Overall, sports have been accepted earlier in the aftermath of a crisis than have late-night comedy shows. In the current emergency, Bill Maher has paid the price of lost sponsorship for speaking too irreverently too early about the U.S. military. The other late-night shows waited as long as 10 days before cautiously returning to air. During the Vietnam War, Johnny Carson never once mentioned the war--would've been too upsetting for an audience looking for escape, I'm assuming. The highly rated "Smothers Brothers Comedy Hour," on the other hand, was canceled by CBS after they took on the subject of the Vietnam War too aggressively.

Entertainment, of course, existed before the advent of film and television. In 1917, after the Bolshevik Revolution, many of America's libraries purged themselves of books considered sympathetic to Marxism. In 1901, anarchist Leon Csolgolz shot President William McKinley outside the Temple of Music at Buffalo's Pan-American Exposition (essentially a World's Fair, the megaentertainment of its day). Though the event very well might have been suspended or cancelled, that actually wasn't deemed appropriate. In fact, the public's morbid curiosity only expanded turnout through the fair's closing day eight weeks later. (On Sept. 11, almost all of America's theme parks closed within hours of the first attack.)

The most famous murder during a entertainment event occurred, of course, in 1865 when President Abraham Lincoln was shot while watching the play "Our American Cousin" at Ford's Theater in Washington.
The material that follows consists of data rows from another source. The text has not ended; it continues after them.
PR #2111, opened 2023-10-05
fix: sqlite limited delete query bug

ABresting:
# Description
Observed a bug while testing the retention policy where the database, if filled beyond its size limit, reaches a point where the deletion query `proc deleteOldestMessagesNotWithinLimitQuery(table: string, limit: int): SqlQueryStr = `ceases to function. The database size remains unchanged, leading to an endless loop in the deletion process, especially when the deletion is expected to be achieved via a loop.

This impacts the retention policy process. Turns out that the sqlite DB query assumes that the `id` column alone can uniquely identify rows in the table. If two different rows have the same `id` but different `storedAt` values, then using only `id` in the subquery may not produce the intended results. Given the schema has a composite primary key (`storedAt, id, pubsubTopic`), just checking against id might not be precise enough.

For the size-based retention policy, there isn't a direct correlation between the database's size and its number of rows. Also, deletion based on page count isn't feasible. To manage database size effectively:

Ascertain the total number of messages/rows.
Delete 20% of the messages and then perform a database Vacuum.
Confirm if the adjusted database size aligns with the intended target size.
If not, iterate the process.

So in this process, if the database size increases beyond a limit then a forever loop is encountered. 

# Changes

Only the query has been modified.

- [x] Able to delete the outdated database rows correctly

## Issue

#1885

### DIFF
--- a/waku/waku_archive/driver/sqlite_driver/queries.nim
+++ b/waku/waku_archive/driver/sqlite_driver/queries.nim
@@ -181,9 +181,9 @@ proc deleteMessagesOlderThanTimestamp*(db: SqliteDatabase, ts: int64):
 ## Delete oldest messages not within limit
 
 proc deleteOldestMessagesNotWithinLimitQuery(table: string, limit: int): SqlQueryStr =
-  "DELETE FROM " & table & " WHERE id NOT IN (" &
-  " SELECT id FROM " & table &
-  " ORDER BY storedAt DESC" &
+  "DELETE FROM " & table & " WHERE (storedAt, id, pubsubTopic) NOT IN (" &
+  " SELECT storedAt, id, pubsubTopic FROM " & table &
+  " ORDER BY storedAt DESC, id DESC" &
   " LIMIT " & $limit &
   ");"
 


Ivansete-status (approved):
LGTM! Thanks!
Very well explained the issue.

Btw, this issue would happen if we start applying the upcoming size-based retention policy, right? 

We never faced it because we are not applying a loop in the currently existing retention policies, right?

ABresting:
> LGTM! Thanks! Very well explained the issue.
> 
> Btw, this issue would happen if we start applying the upcoming size-based retention policy, right?
Yes
> 
> We never faced it because we are not applying a loop in the currently existing retention policies, right?
Yes that's correct!

jm-clius (approved):
Makes sense to me. This shows another reason why we need a unique "index" column in the schema that is derived according to the deterministic message hashing algorithm here: https://rfc.vac.dev/spec/14/#deterministic-message-hashing
This deterministic message hashing must be applied everywhere as the authoritative message ID. The existing `id` column can likely be dropped.

ABresting:
> lgtm thanks.
> 
> Can we write a unit test to catch this? Don't want to block so another PR is fine.

Actually, this was caught while extending the retention policy test case, I stress tested (not on GB scale but slightly more than 2x the original data), how about keeping the existing test case that broke it?

PR #2118, opened 2023-10-09
chore(cbindings): avoid using global var in libwaku.nim

Ivansete-status:
### Description
Applying Jacek's recommendation which is to prevent using global variable. That way we provide more flexibility to the library users. For example, we could start multiple `wakunode` instances within the same app.

Original recommendation: https://github.com/waku-org/nwaku/pull/1865#discussion_r1282722954

### Changes
- [x] Remove global variable from `libwaku.nim`.
- [x] Extract the `ctx` variable to outside the library so that the Context can be passed to any other libwaku function.
- [x] Addition of `int callerRet` parameter to `WakuCallback`. This parameter allows the caller to indicate whether the callback call was a successful or erroneous one.
- [x] Adding `void* userData` parameter to every library function. This is useful to attach closure reference in Rust.
- [x] Adapting the C code example.

### Issue
https://github.com/waku-org/nwaku/issues/1878


NagyZoltanPeter (approved):
Pretty cool step ahead! Thank you!

I think it is quite well polished overall.
I just have some notice for the future to think of but handle it as a personal flavour.

I think in general library internal memory shall not be exposed to client. I personally more like to name it as handle (e.g. ContextHandle that can be checked if that maps to a real object allocated in the library, rather believe caller gives us the right pointer back). Main reason that any kind of mess in the usage will point to library failure, like crash or something.

Similar but even harder to solve in C the thingy with returning strings through callback.
We should trust client code that our message pointer will not outlive the callback call or GC (does GC enabled in libwaku?) can free or reuse it causing weird working in the user code.

In the example program I would encourage use strncpy not to trust ever 0 ending.
Also malloc call is better "malloc((len+1)*sizeof(char))" in case sometime ever it turns to wchar_t. But this one is really for habits, not a bug in this particular case.

Ivansete-status:
Thanks for the comment and for checking it! :fire: 

I reply to a couple of points:

> Similar but even harder to solve in C the thingy with returning strings through callback. We should trust client code that our message pointer will not outlive the callback call or GC (does GC enabled in libwaku?) can free or reuse it causing weird working in the user code.

Good point! I'll revisit all points where we return information through the callback approach to make sure the strings are properly allocated, live during the callback call, and are freed afterwards.

> In the example program I would encourage use strncpy not to trust ever 0 ending. Also malloc call is better "malloc((len+1)*sizeof(char))" in case sometime ever it turns to wchar_t. But this one is really for habits, not a bug in this particular case.

Very good point indeed! Something to enhance but not urgent.

library/libwaku.h
```diff
@@ -15,45 +15,73 @@
...
+typedef void (*WakuCallBack) (int callerRet, const char* msg, size_t len);
+
+// Initializes the waku library and returns a pointer to the Context.
+void* waku_init(WakuCallBack callback,
+                void* userData);
 
 // Creates a new instance of the waku node.
 // Sets up the waku node from the given configuration.
-int waku_new(const char* configJson, WakuCallBack onErrCb);
+int waku_new(void* ctx,
```
arnetheduck, line 26: for the context, a useful trick is to define an opaque type for it (`typedef struct WakuContext WakuContext;`) and pass around `WakuContext*` instead of `void*` - this documents intent and gives some rudimentary type safety (even if it's limited in C).

richard-ramos (approved):

Issue #1797, opened 2023-06-13
feat: provide a way to define advertised addresses


filoozom:
### Problem

I'm running `nwaku` nodes behind an SSL gateway that manages all the encryption and certificates. Basically, the `nwaku` node listens to WebSocket requests without any encryption, and I add the right multi address via `--ext-multiaddr`.

However, there's no way to disable the default `/ip4/.../tcp/8000/ws/p2p/...` address, meaning that `js-waku` will try to connect to it for example.

I end up with the following advertised addresses:
```
- /ip4/.../tcp/60001/p2p/peerId
- /dns4/.../tcp/443/wss/p2p/peerId (added with `--ext-multiaddr`)
- /ip4/.../tcp/8000/ws/p2p/peerId (invalid, port not exposed, should be removed)
```

### Suggested solution

Add a `--advertised-multiaddr` flag that makes it possible to override all advertised addresses. In my example, I'd need to remove `--ext-multiaddr` and to add the following flags:
```
--ext-multiaddr:/dns4/fqdn/tcp/443/wss
--ext-multiaddr:/ip4/ip/tcp/60001
```

I could also then presumably remove `--nat:extip:ip`.

### Alternatives considered

An alternative that at least doesn't really break this is to also advertise the WebSocket address and forward that on the reverse proxy, so that `/ip4/.../tcp/8000/ws/p2p/...` actually works. But that's not what I want.

An alternative solution to implement could be not to add `/ip4/.../tcp/8000/ws/p2p/...` by default when enabling WebSocket without making it much more flexible.

### Additional context

There are many reasons why one could want this:
- Not requiring heavy changes to an existing infrastructure (Nomad, Kubernetes, Docker Swarm, ...)
- If I trust my infra's SSL capabilities, and see no need to involve some additional SSL "dependencies" that might be less secure or slower
- If I want my certificates to be managed automatically by my existing infra (Let's Encrypt integrations for example)
- If I don't want the entire service to restart just to rotate keys
- It might not be possible to do this without a reverse proxy (DAppNode?)

Being able to precisely confuse the advertised addresses also makes everything more flexible. For example, I can have my `nwaku` node listen on port 60000 in a Docker container, VM or whatever, and NAT that to any IP:PORT combination without having to listen on that specific port and setting `--nat:extip:IP`

### Acceptance criteria

I can configure exactly which multi addresses are being advertised by my node.

Ivansete-status:
We may need to adjust around the next:

[...]

PR #2122, opened 2023-10-11
fix: consider WS extMultiAddrs before publishing host address

gabrielmer:
# Description

When the user runs a Waku node with the flag `--ext-multiaddr` using a WS/WSS address, our current logic does not notice we specified a WS/WSS address and incorrectly adds the default `wsHostAddress` to the `announcedAddresses`

# Changes

- [x] Checking for announced WS/WSS addresses in `extMultiAddrs` before announcing the default `wsHostAddress`
- [x] Adding test case accounting for the mentioned scenario 

## How to test

When WS/WSS is enabled and no WS/WSS ext-multiaddr provided, default WS/WSS address is published:
without_extma

When WS/WSS is enabled and a WS/WSS ext-multiaddr is provided, the default WS/WSS is not published:
with_extma

## Issue

closes [#1797](https://github.com/waku-org/nwaku/issues/1797)


gabrielmer:
Notice that currently the same case happens with external addresses that aren't WS/WSS: if an external address is set with the `--ext-multiaddr` flag and no `extIp` or `dns` are provided, both the host's bind address and the external multiaddress are announced.

We can add the same logic for that case. However I do think that it's better to require users to add `extIp` and `extPort` properly through its respective CLI flags instead of trying to infer them.

The way I see it is: `extIp` and `extPort` have their own flags which should be used. There's no flag for a separate WS/WSS address so it's either inferred from `extIp`/`dns` or passed through the `ext-multiaddr` flag.

Let me know what you think about this approach

waku/node/config.nim
```diff
@@ -59,6 +59,20 @@ proc formatListenAddress(inputMultiAdd: MultiAddress): MultiAddress =
...
+    isWss = ma.contains(multiCodec("wss")).get()
+
+  return isWs or isWss
+
+proc findWsAddress(extMultiAddrs: seq[MultiAddress]): Option[MultiAddress] =
+  for a in extMultiAddrs:
+    if isWsAddress(a):
+      return some(a)
+  
+  return none(MultiAddress)
```
Ivansete-status, line 74: I think this can be simpler. Apparently we only need to check where any MA contains ws or wss.

```suggestion
proc containsWsAddress(extMultiAddrs: seq[MultiAddress]): bool =
  return extMultiAddrs.filterIt( it.isWsAddress() ).len > 0
```
Then only use that proc

Ivansete-status (commented):
Thanks for this!
I just added a comment mentioning how we could do the same (not a big deal though.)

However, shall we have in the PR description or somewhere an example on how to validate that the issue is sorted out with that? Maybe a snippet log will help as well.

Cheers!

waku/node/config.nim
gabrielmer: Thank you! I'll add this change now, it's much more elegant :)

My intention of returning the MA instead of a Bool was that no extra computation has to be done to return the MA, so by returning more information "for free" the function could be reused in more cases in the future.

However, using `filterIt` the way you proposed is much better, simpler, and can be used in cases where you need the MA :)

vpavlin (approved):
LGTM, seems to correctly produce the list of listen addresses

NagyZoltanPeter (approved):
LGTM! Thank you!!!

PR #2123, opened 2023-10-12
chore: remove js-node tests as release candidate dependencies

gabrielmer:
# Description

Lightpush tests in `js-waku-node` tests have been failing for quite some time and are still a work in progress. Removing the dependency for the release-candidate workflow until the issue is addressed.

# Changes

- [x] removed `js-waku-node` tests from release-candidate workflows


vpavlin (approved):

Ivansete-status (approved):
Thanks for this!

gabrielmer:
@fbarbu15 please let us know in the future when `js-waku-node` tests are stabilized so we add again the dependencies

fbarbu15:
> @fbarbu15 please let us know in the future when `js-waku-node` tests are stabilized so we add again the dependencies

@gabrielmer  I have a [fix](https://github.com/waku-org/js-waku/pull/1645) for this for some time now, but I can't merge it because then the tests will fail on wakuorg/nwaku:v0.20.0 (which doesn't contain the change)

gabrielmer:
> > @fbarbu15 please let us know in the future when `js-waku-node` tests are stabilized so we add again the dependencies
> 
> @gabrielmer I have a [fix](https://github.com/waku-org/js-waku/pull/1645) for this for some time now, but I can't merge it because then the tests will fail on wakuorg/nwaku:v0.20.0 (which doesn't contain the change)

Makes sense! Is there anything already merged to master that would make it pass the tests in next releases? Or how can we make it compatible for next releases?

fbarbu15:
> > > @fbarbu15 please let us know in the future when `js-waku-node` tests are stabilized so we add again the dependencies
> > 
> > 
> > @gabrielmer I have a [fix](https://github.com/waku-org/js-waku/pull/1645) for this for some time now, but I can't merge it because then the tests will fail on wakuorg/nwaku:v0.20.0 (which doesn't contain the change)
> 
> Makes sense! Is there anything already merged to master that would make it pass the tests in next releases? Or how can we make it compatible for next releases?

Unfortunately no. For such cases where there is a fix that impacts tests (usually for issues found by the tests themselves) it's expected for the tests to fail on one version and fail on the other. 
The alternative is to put all kinds of conditions in the tests based on versions but I don't think that's a good idea because it's prone to mistakes and we could overlook actual issues. 
In this particular case, when there is a new nwaku release that includes this fix (2023-10-18 according to @chair28980's  comment), I will update the js-waku tests to use that one and also merge this [PR](https://github.com/waku-org/js-waku/pull/1645).

gabrielmer:
> Unfortunately no. For such cases where there is a fix that impacts tests (usually for issues found by the tests themselves) it's expected for the tests to fail on one version and fail on the other. The alternative is to put all kinds of conditions in the tests based on versions but I don't think that's a good idea because it's prone to mistakes and we could overlook actual issues. In this particular case, when there is a new nwaku release that includes this fix (2023-10-18 according to @chair28980's comment), I will update the js-waku tests to use that one and also merge this [PR](https://github.com/waku-org/js-waku/pull/1645).

Makes sense! Thank you :)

In this case, the show did not go on. (It was 10:15 p.m., so it was almost over anyway.) But there were miles-long parades in the 20 cities through which Lincoln's funeral train passed. Mostly they featured orating ministers. (That passed for entertainment back then.) Since this was only days after the Civil War's end, paraders also had to restrain themselves from celebrating.

But Lincoln didn't live in a 24/7 media age, with its many potential pitfalls. In the short-term aftermath of the terrorist attacks on New York and Washington, most programmers have handled the situation deftly. Long term, though, what seems appropriate on television may be harder to predict. My guess is that reality television will take a hit. Who can get excited about "Survivor's" immunity challenges when most Americans are worried about getting vaccinated against anthrax? And there's really no excuse for "Big Brother's" contestants to not be the least bit curious about events in Central Asia. Suddenly their so-called reality seems totally unbelievable--and an insult to real reality. In times like these, only fictional characters have a right to argue about toothpaste or obsess over tribal councils.